INPUT FOR THIS TASK:

_ _ _ _ _

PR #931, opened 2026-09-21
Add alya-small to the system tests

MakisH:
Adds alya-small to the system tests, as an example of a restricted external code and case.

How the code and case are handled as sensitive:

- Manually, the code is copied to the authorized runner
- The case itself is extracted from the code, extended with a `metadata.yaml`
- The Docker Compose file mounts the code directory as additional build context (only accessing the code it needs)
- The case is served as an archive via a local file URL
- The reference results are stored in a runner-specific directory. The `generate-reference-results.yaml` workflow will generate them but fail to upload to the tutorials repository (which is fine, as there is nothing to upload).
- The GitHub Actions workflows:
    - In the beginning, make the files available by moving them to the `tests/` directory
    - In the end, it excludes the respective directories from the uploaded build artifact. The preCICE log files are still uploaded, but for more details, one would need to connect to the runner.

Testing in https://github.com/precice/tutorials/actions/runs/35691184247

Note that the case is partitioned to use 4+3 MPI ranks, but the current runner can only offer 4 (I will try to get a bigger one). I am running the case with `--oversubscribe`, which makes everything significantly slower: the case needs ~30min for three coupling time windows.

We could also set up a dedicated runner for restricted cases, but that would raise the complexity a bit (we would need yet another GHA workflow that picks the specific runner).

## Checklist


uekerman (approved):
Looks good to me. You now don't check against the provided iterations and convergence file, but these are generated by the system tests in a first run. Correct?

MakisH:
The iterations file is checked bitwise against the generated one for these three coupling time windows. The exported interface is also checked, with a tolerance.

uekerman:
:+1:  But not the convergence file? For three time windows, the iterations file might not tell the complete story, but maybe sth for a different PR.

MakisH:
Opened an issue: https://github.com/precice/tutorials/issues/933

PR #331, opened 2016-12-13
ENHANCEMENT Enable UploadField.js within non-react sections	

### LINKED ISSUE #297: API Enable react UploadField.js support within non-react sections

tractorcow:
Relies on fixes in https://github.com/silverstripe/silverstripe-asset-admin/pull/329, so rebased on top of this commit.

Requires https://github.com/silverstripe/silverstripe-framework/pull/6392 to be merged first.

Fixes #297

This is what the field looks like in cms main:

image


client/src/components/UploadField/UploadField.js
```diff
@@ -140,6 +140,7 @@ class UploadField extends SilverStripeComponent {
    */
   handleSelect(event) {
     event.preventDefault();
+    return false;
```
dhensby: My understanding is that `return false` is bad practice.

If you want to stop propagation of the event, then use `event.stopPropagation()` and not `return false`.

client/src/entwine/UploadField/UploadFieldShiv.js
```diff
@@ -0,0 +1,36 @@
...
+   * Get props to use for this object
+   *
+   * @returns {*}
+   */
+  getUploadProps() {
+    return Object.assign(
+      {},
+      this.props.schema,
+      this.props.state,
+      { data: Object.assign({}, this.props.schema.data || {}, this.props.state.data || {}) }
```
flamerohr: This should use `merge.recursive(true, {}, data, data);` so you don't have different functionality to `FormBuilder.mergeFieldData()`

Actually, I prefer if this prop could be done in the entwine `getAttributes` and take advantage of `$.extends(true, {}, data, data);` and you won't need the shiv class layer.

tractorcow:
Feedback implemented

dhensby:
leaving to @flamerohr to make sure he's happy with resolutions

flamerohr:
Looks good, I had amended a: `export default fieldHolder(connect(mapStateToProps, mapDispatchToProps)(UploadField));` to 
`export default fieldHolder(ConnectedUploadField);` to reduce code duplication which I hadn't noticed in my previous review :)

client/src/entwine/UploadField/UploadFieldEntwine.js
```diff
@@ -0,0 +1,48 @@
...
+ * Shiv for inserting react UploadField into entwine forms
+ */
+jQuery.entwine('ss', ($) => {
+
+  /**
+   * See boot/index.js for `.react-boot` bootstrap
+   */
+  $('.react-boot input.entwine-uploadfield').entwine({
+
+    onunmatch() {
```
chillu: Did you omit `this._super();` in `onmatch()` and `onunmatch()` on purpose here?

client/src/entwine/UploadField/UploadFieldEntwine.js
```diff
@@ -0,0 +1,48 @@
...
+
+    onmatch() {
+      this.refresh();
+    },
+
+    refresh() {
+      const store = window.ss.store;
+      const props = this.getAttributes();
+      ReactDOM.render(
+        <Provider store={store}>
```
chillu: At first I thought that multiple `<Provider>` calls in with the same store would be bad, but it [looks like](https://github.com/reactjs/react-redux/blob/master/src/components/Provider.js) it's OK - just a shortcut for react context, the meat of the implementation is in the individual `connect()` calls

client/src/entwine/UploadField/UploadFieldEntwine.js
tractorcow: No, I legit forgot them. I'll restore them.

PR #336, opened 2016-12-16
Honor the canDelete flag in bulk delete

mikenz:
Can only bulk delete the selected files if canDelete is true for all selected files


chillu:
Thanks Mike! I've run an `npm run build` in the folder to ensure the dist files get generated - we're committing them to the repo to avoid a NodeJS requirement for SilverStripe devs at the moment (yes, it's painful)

_ _ _ _ _

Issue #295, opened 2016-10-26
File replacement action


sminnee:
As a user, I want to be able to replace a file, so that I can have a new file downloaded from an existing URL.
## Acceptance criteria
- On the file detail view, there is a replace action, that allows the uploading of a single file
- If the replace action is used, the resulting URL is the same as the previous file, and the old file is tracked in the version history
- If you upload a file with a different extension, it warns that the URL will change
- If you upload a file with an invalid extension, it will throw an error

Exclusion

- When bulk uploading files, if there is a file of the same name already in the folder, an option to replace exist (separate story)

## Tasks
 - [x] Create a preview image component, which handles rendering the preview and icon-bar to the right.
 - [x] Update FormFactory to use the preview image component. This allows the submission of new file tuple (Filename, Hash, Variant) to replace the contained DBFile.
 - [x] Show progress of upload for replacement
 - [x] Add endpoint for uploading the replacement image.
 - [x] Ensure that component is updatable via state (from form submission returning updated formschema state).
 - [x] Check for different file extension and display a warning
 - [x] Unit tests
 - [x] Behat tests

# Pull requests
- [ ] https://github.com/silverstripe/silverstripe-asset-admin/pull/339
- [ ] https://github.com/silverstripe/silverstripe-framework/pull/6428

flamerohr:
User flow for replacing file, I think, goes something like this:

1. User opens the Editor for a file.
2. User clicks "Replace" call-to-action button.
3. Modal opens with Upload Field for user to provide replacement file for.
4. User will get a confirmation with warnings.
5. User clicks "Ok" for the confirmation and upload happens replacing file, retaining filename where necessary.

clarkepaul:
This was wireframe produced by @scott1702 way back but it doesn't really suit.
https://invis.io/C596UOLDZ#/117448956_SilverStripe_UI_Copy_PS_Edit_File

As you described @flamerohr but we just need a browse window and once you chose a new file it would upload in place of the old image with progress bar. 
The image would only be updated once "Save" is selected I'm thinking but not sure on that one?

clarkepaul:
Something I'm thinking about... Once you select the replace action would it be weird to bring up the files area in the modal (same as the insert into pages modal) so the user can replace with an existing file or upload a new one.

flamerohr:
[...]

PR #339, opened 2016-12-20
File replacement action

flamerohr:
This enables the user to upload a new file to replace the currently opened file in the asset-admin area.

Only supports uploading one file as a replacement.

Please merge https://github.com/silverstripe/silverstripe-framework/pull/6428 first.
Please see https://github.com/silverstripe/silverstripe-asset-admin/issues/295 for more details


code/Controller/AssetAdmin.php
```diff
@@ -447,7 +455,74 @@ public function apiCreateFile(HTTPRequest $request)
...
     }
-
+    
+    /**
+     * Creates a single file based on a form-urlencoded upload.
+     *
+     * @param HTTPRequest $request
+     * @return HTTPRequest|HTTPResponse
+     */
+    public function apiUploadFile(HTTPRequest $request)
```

_ _ _ _ _

TASK DESCRIPTION:
Working from the data above, extract solely the lines from the one containing "PR #931, opened 2026-09-21" through the one containing "- Manually, the", exactly as they appear, both included.

ANSWER BOX:
PR #931, opened 2026-09-21
Add alya-small to the system tests

MakisH:
Adds alya-small to the system tests, as an example of a restricted external code and case.

How the code and case are handled as sensitive:

- Manually, the code is copied to the authorized runner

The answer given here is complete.